Recent developments in the political arena have reignited the debate over intentionally placing backdoors into encryption technologies. Most experts in the security community are opposed to this for various reasons. However, some have suggested such backdoors really aren’t a big deal for businesses. On the contrary, there are significant tangible risks to the security provided by encryption if backdoors are introduced. These risks extend beyond questions of whether law enforcement could protect their secret access methods and not abuse them.
How Encryption Works
Let’s begin by using a simple metaphor to help explain encryption technology. In current asymmetric encryption algorithms, public and private key pairs function much like the lock on a door. The public key acts like the thumb turn piece you turn to lock the door while the private key is like the key you use to unlock the door. The public key is easily accessible, so anyone can lock (encrypt) the door, but only someone with the private key can unlock (decrypt) it. In asymmetric encryption, only one private key can unlock a door locked using the public key.

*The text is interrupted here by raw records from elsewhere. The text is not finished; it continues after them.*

PR #1585, opened 2023-10-27
fix: CI code style checking

appgurueu:
This PR makes the CI use `--check` rather than `--write` so that CI fails if code isn't formatted properly.


appgurueu:
(note: don't squash, just rebase)

raklaptudirm (approved):

PR #1627, opened 2024-03-01
[DEV] Implementation of Hash Table Data Structure

miladsade96:

### Describe your change:

- [x] Adding a data structure called hash table

### DIFF
--- a/Data-Structures/HashTable/HashTable.js
+++ b/Data-Structures/HashTable/HashTable.js
@@ -1,67 +1,95 @@
 export default class HashTable {
   constructor(limit = 100) {
+    // Initialize the storage and limit variables
     this.storage = new Array(limit)
     this.limit = limit
   }
 
+  // Hash function:
   _hash(key, max) {
+    // Initialize the hash variable to 0
     let hash = 0
+    // Iterate through the key and add the character code at each iteration to the hash variable
     for (let i = 0; i < key.length; i++) hash += key.charCodeAt(i)
+    // Return the hash modulo the max
     return hash % max
   }
 
+  // Insert a key-value pair into the hash table
   set(key, value) {
+    // Hash the key
     const index = this._hash(key, this.limit)
+    // If the index is empty, insert the key-value pair and create a bucket
     if (this.storage[index] === undefined) this.storage[index] = [[key, value]]
     else {
+      //  If the index is not empty, iterate through the bucket (collision handling)
       let inserted = false
       for (let i = 0; i < this.storage[index].length; i++) {
         if (this.storage[index][i][0] === key) {
+          // If the key exists, update the value
           this.storage[index][i][1] = value
           inserted = true
         }
       }
+      // If the key does not exist, insert the key-value pair
       if (inserted === false) this.storage[index].push([key, value])
     }
   }
 
   // Get a value from the hash table
   get(key) {
+    // Hash the key
     const index = this._hash(key, this.limit)
+    // If the index is empty, return undefined
     if (this.storage[index] === undefined) return undefined
     else {
+      // If the index is not empty, iterate through the bucket
       for (let i = 0; i < this.storage[index].length; i++) {
+        // If the key exists, return the value
         if (this.storage[index][i][0] === key) return this.storage[index][i][1]
       }
     }
   }
 
+  // Remove a key-value pair from the hash table
   remove(key) {
+    // Hash the key
     const index = this._hash(key, this.limit)
+    // Check if the bucket exists
     if (this.storage[index]) {
+      // If the key matches the key at the index and there is only one item in the bucket, delete the bucket
       if (
         this.storage[index].length === 1 &&
         this.storage[index][0][0] === key
       ) {
         delete this.storage[index]
       } else {
+        // If the index is not empty, iterate through the bucket
         for (let i = 0; i < this.storage[index].length; i++) {
+          // If the key exists, delete the key-value pair
           if (this.storage[index][i][0] === key) delete this.storage[index][i]
         }
       }
     }
   }
 
+  // Check if a key exists in the hash table
   has(key) {
+    // Hash the key to find the index
     const index = this._hash(key, this.limit)
+    // Check if the bucket at the index exists
     if (this.storage[index]) {
+      // Iterate through the bucket's key-value pairs
       for (let i = 0; i < this.storage[index].length; i++) {
+        // Compare the current key with the target key and if the key is found, return true
         if (this.storage[index][i][0] === key) return true
       }
     }
+    // If the key is not found, return false
     return false
   }
 
+  // Print all keys/values in the table
   printTable() {
     for (let i = 0; i < this.storage.length; i++) {
       if (this.storage[i] !== undefined)
@@ -70,6 +98,7 @@ export default class HashTable {
     }
   }
 
+  // Clear all key/values
   clear() {
     this.storage = new Array(this.limit)
   }
--- a/Data-Structures/HashTable/HashTable.js
+++ b/Data-Structures/HashTable/HashTable.js
@@ -1,0 +1,76 @@
+export default class HashTable {
+  constructor(limit = 100) {
+    this.storage = new Array(limit)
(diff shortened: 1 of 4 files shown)


raklaptudirm (commented):
Needs way more comments to properly explain a concept like hash tables.

miladsade96:
@raklaptudirm OK

Data-Structures/HashTable/HashTable.js
```diff
@@ -0,0 +1,105 @@
+export default class HashTable {
+  constructor(limit = 100) {
+    // Initialize the storage and limit variables
+    this.storage = new Array(limit)
+    this.limit = limit
+  }
+
+  // Hash function:
+  _hash(key, max) {
```
appgurueu, line 9: Use the [`#` syntax for private properties](https://developer.mozilla.org/en-US/docs/Web/JavaScript/Reference/Classes/Private_properties). The `max` parameter is also unnecessary; you can just get it as `this.storage.length` instead.

Data-Structures/HashTable/HashTable.js
```diff
@@ -0,0 +1,105 @@
...
+    // If the index is empty, insert the key-value pair and create a bucket
+    if (this.storage[index] === undefined) this.storage[index] = [[key, value]]
+    else {
+      //  If the index is not empty, iterate through the bucket (collision handling)
+      let inserted = false
+      for (let i = 0; i < this.storage[index].length; i++) {
+        if (this.storage[index][i][0] === key) {
+          // If the key exists, update the value
+          this.storage[index][i][1] = value
+          inserted = true
```
appgurueu, line 31: Just early `return` here. Then you don't need the `inserted` variable, and you will be more efficient (by not doing any further loop iterations).

Data-Structures/HashTable/HashTable.js
```diff
@@ -0,0 +1,105 @@
...
+  // Insert a key-value pair into the hash table
+  set(key, value) {
+    // Hash the key
+    const index = this._hash(key, this.limit)
+    // If the index is empty, insert the key-value pair and create a bucket
+    if (this.storage[index] === undefined) this.storage[index] = [[key, value]]
+    else {
+      //  If the index is not empty, iterate through the bucket (collision handling)
+      let inserted = false
+      for (let i = 0; i < this.storage[index].length; i++) {
```
appgurueu, line 27: Use a `for`-`of` loop here: `for (const entry of this.storage[index])`.

Data-Structures/HashTable/HashTable.js
```diff
@@ -0,0 +1,105 @@
+export default class HashTable {
+  constructor(limit = 100) {
+    // Initialize the storage and limit variables
+    this.storage = new Array(limit)
```
appgurueu, line 4: It would be helpful to call this property `this.#buckets` (it should also be private).

Data-Structures/HashTable/HashTable.js
```diff
@@ -0,0 +1,105 @@
...
+    this.limit = limit
```
appgurueu, line 5: This field is redundant with `this.buckets.length`.

Data-Structures/HashTable/HashTable.js
```diff
@@ -0,0 +1,105 @@
...
+    // Return the hash modulo the max
+    return hash % max
+  }
+
+  // Insert a key-value pair into the hash table
+  set(key, value) {
+    // Hash the key
+    const index = this._hash(key, this.limit)
+    // If the index is empty, insert the key-value pair and create a bucket
+    if (this.storage[index] === undefined) this.storage[index] = [[key, value]]
```
appgurueu, line 23: Use an object `{key, value}` here for better readability (s.t. instead of `[0]` and `[1]`, you can do `.key` and `.value` respectively). You could consider introducing a class `Entry` or `Pair` that stores a key-value pair for this.

Data-Structures/HashTable/HashTable.js
```diff
@@ -0,0 +1,105 @@
...
+
+  // Get a value from the hash table
+  get(key) {
+    // Hash the key
+    const index = this._hash(key, this.limit)
+    // If the index is empty, return undefined
+    if (this.storage[index] === undefined) return undefined
+    else {
+      // If the index is not empty, iterate through the bucket
+      for (let i = 0; i < this.storage[index].length; i++) {
```
appgurueu, line 47: Use a `for`-`of` loop.

Data-Structures/HashTable/HashTable.js
```diff
@@ -0,0 +1,105 @@
+export default class HashTable {
+  constructor(limit = 100) {
```
appgurueu, line 2: 100 seems very arbitrary. I'd force the user to choose for a fixed-size hash table. (I'd also make it clear that this is a fixed-size hash table (with dynamically grown buckets) as opposed to a dynamic hash table. In particular, a fixed-size hash table can't guarantee expected O(1) operations.)

`limit` is also a slightly misleading name: This is not a hard limit, just a hash table "size". If you insert more elements, you will just get worse performance as your buckets fill up.

Data-Structures/HashTable/HashTable.js
```diff
@@ -0,0 +1,105 @@
...
+      }
+    }
+  }
+
+  // Remove a key-value pair from the hash table
+  remove(key) {
+    // Hash the key
+    const index = this._hash(key, this.limit)
+    // Check if the bucket exists
+    if (this.storage[index]) {
```
appgurueu, line 59: I'd use an early return here: `const bucket = this.storage[index]; if (!bucket) return` (empty / `undefined` bucket). Then you don't need to indent the rest of the function.

Data-Structures/HashTable/HashTable.js
```diff
@@ -0,0 +1,105 @@
...
+      // If the key matches the key at the index and there is only one item in the bucket, delete the bucket
```
appgurueu, line 60: (leaving an empty bucket behind wouldn't be an issue either; in fact i think the implementation may become slightly cleaner if you initialize all buckets to be empty, at a slight upfront performance cost at initialization)

Data-Structures/HashTable/HashTable.js
```diff
@@ -0,0 +1,105 @@
...
+      if (
+        this.storage[index].length === 1 &&
+        this.storage[index][0][0] === key
+      ) {
+        delete this.storage[index]
+      } else {
+        // If the index is not empty, iterate through the bucket
+        for (let i = 0; i < this.storage[index].length; i++) {
+          // If the key exists, delete the key-value pair
+          if (this.storage[index][i][0] === key) delete this.storage[index][i]
```
appgurueu, line 70: You're creating an array with holes here. I think this is rather dirty; it results in suboptimal time complexities (deleted items negatively affecting the time it takes to search a bucket).

It would be cleaner to just take an entry from the end, swap the entry to be deleted with that, then pop the entry from the end.

Data-Structures/HashTable/HashTable.js
```diff
@@ -0,0 +1,105 @@
...
+        // Compare the current key with the target key and if the key is found, return true
+        if (this.storage[index][i][0] === key) return true
+      }
+    }
+    // If the key is not found, return false
+    return false
+  }
+
+  // Print all keys/values in the table
+  printTable() {
```
appgurueu, line 93: I don't think "print" helpers are good design. A debugger, or even just `JSON.stringify`, work just as well for inspecting values.

A better abstraction would be an ["entries"](https://developer.mozilla.org/en-US/docs/Web/JavaScript/Reference/Global_Objects/Map/entries)-like method to iterate over all the key-value-pairs.

appgurueu (commented):
Please remove unnecessary comments (prime example: `// Initialize the hash variable to 0` is plain redundant with the code).

The tests are very barebones. Ideally you should *roughly* try to reach decent coverage. I'd like to see some tests for collisions, for example.

A simple way to reach decent coverage would be to execute more or less random operations, comparing the result against JS's `Map` or a JS object.

PR #1641, opened 2024-03-08
feat: remove `twinPrime`

vil02:

### Describe your change:

This PR removes the function `twinPrime` as suggested in: https://github.com/TheAlgorithms/JavaScript/pull/1641#issuecomment-1986858870

~~This PR adds a test covering this line:~~ https://github.com/TheAlgorithms/JavaScript/blob/4a4ed57d4285fc61b5385d2c2525369ce2c4e6fb/Maths/TwinPrime.js#L23
~~And reorganizes existing tests.~~

### Checklist:


appgurueu (commented):
This improves coverage of the existing implementation, but I think the existing implementation has a bug: According to Wikipedia

> A twin prime is a prime number that is either 2 less or 2 more than another prime number

So the (a) twin prime of `7` should be `5`.

vil02:
> This improves coverage of the existing implementation, but I think the existing implementation has a bug: According to Wikipedia
> 
> > A twin prime is a prime number that is either 2 less or 2 more than another prime number
> 
> So the (a) twin prime of `7` should be `5`.

What should then be the `twinPrime(5)`?

I have to admit that I did not get this function is supposed to do. It would be more natural to have a function like `isTwinPrime`.

appgurueu:
> What should then be the `twinPrime(5)`?

I think either 3 or 7 would be fine.

We may also remove this function entirely, or replace it with an "is twin prime" variant as you suggest, IMO. It's just confusing (and trivial) as is.

vil02:
> > What should then be the `twinPrime(5)`?
> 
> I think either 3 or 7 would be fine.
> 
> We may also remove this function entirely, or replace it with an "is twin prime" variant as you suggest, IMO. It's just confusing (and trivial) as is.

I will remove it.

appgurueu (approved):

raklaptudirm (approved):

PR #1645, opened 2024-03-25
refactor: reduce code duplication in `FloodFill`

vil02:

### Describe your change:

This PR reduced the _code duplication_ and adds missing tests.

### Checklist:

### DIFF
--- a/Recursive/FloodFill.js
+++ b/Recursive/FloodFill.js
@@ -9,7 +9,7 @@
  * @see https://www.techiedelight.com/flood-fill-algorithm/
  */
 
-const neighbors = [
+const neighborOffsets = [
   [-1, -1],
   [-1, 0],
   [-1, 1],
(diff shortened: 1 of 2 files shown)


appgurueu (approved):
You could also consider making `checkLocation` return a boolean - it could return whether the location is valid.

Then you'd be duplicating the two `throw`s (but this is actually not that bad, because such side effects being "hidden" in a function may be a bit surprising).

You would then be able to deduplicate the `x >= 0 && x < rgbData.length && y >= 0 && y < rgbData[0].length` bounds check as well.

vil02:
@appgurueu thanks for 1be1853dd012718ec3b139ea3d1c48e29312fcdf.

appgurueu (approved):
Ah, I forgot to approve, didn't I...

raklaptudirm (approved):

PR #1668, opened 2024-06-09
test: add mixed number types for LocalMaximomPoint tests

taekim-dev:

### Describe your change:

- [ ] Add an algorithm?
- [ ] Documentation change?

### Checklist:

### DIFF
--- a/Data-Structures/Array/test/LocalMaximomPoint.test.js
+++ b/Data-Structures/Array/test/LocalMaximomPoint.test.js
@@ -12,7 +12,6 @@ describe('LocalMaximumPoint tests', () => {
   })
 
   it('test boundary maximum points - should find first maximom point from the top', () => {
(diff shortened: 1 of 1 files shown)


appgurueu (commented):
I don't think these help coverage since the algorithm is independent of the specific numbers and just cares about the ordering.

If we're seeing this as contract-based testing, I also consider it a bit dubious that you expect a specific maximum when there are multiple valid return values (as is the case in your first test).

All in all, I'm afraid I wouldn't support this PR - I don't see the benefit it brings.

---

ps. you also seem to have unrelated changes in here, though that would be easy to fix.

taekim-dev:
@appgurueu Thank you for your feedback. Based on your insights, I have adjusted the test cases to align with the behavior of the existing algorithm.

I recognize the limitation of the original algorithm in not always returning the first local maximum. Your feedback on further improvements is welcomed.

PR #2861, opened 2023-01-10
fix: SA duplicate autoResetHiddenColumns

nunogois:
Seems like merging both https://github.com/Unleash/unleash/pull/2851 and https://github.com/Unleash/unleash/pull/2848 made us end up with a duplicate `autoResetHiddenColumns` option in the `ServiceAccountsTable` table component.


sighphyre (approved):
G

gardleopard (approved):
LG

PR #2872, opened 2023-01-11
Update change-requests.md

JarrodSC:
With the release of 4.19, the info box at the top was outdated. I've removed it.

## About the changes

Closes #

### DIFF
--- a/website/docs/reference/change-requests.md
+++ b/website/docs/reference/change-requests.md
@@ -2,14 +2,6 @@
 title: Change requests
 ---
 
-:::info
-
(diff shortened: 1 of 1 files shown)


website/docs/reference/change-requests.md
```diff
@@ -2,14 +2,6 @@
 title: Change requests
 ---
```
thomasheartman, line 4: How about this?

```suggestion

:::info Availability

The change requests feature is an enterprise-only feature that was introduced in **Unleash 4.19.0**.

:::
```

thomasheartman (approved):

PR #2877, opened 2023-01-11
Export with strategies

sjaanus:
1. Added OpenAPI schemas
2. Added features strategies


src/test/e2e/api/admin/export-import.e2e.test.ts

Part of the strength in the design of public/private key encryption is that private keys are only provided to the key owner and, as such, are stored in a distributed fashion. Because of this, it is extremely difficult to compromise a large set of private keys. Even in the case where an organization stores private keys in a repository, a compromise of that repository only affects that company, and switching to a new key pair is like changing the locks. It restores security once they’re changed out.
The result is that attackers typically focus on attacking the algorithm itself because there’s more reward at a wide scale than trying to steal individual keys. We see this occur as attackers and researchers find weaknesses in encryption architectures. Exploits such as side-chain attacks, padding oracle attacks, etc. are focused on weaknesses in the algorithm itself. However, because of the strong design of asymmetric encryption, these attacks are time- and resource intensive.
Additionally, they must be repeated for each key pair the attacker wishes to crack. In the door lock metaphor, this is like trying to pick a lock. It takes some time and a degree of expertise to pick a lock, and each new lock an attacker targets would have to be picked. The result is that, again, the impact is mitigated to a large degree.
Why Backdoors Are a Problem
The problem with creating a backdoor is that it destroys those pillars of encryption fundamentals that make it strong. Either master keys would be needed that can decrypt data encrypted with a vast number of public keys (like a master key for door locks that unlocks many doors), or all private keys need to be stored in a large repository that law enforcement could access when needed (much like a secure cabinet of keys for all the doors in a building).
This changes the attack vector for cybercriminals. Rather than attacking weaknesses in the algorithm, they could attack the backdoor itself. For instance, if they can discover the master key, they now can open a massive number of doors. The negative impact to the public would be tremendous. In the case of a repository, a breach of one repository would have a similar wide-scale impact.
The ease of exploit in turn changes as well. Since the attackers are now able to steal a master key or repository of keys, they no longer need to individually exploit (pick) each lock. Instead, breaching the lock is as simple as walking up, inserting and turning the key. This means that a compromise of the encryption backdoor would instantly make all doors insecure without any form of mitigation.
Keeping Encryption Secure
Therefore, it is crucial to defend our encryption technology. It’s not about whether we trust law enforcement to protect the backdoor and not abuse it (although there are legitimate concerns there too). Instead, it comes down to the simple fact that just by designing a backdoor this way, the encryption technologies would become inherently less secure. The risk of wide-scale failure of encryption and, therefore, exposure of private and sensitive data would be exponentially increased. There is much to be discussed here from a policy perspective, but from a security and public safety perspective, backdoors are a bad idea.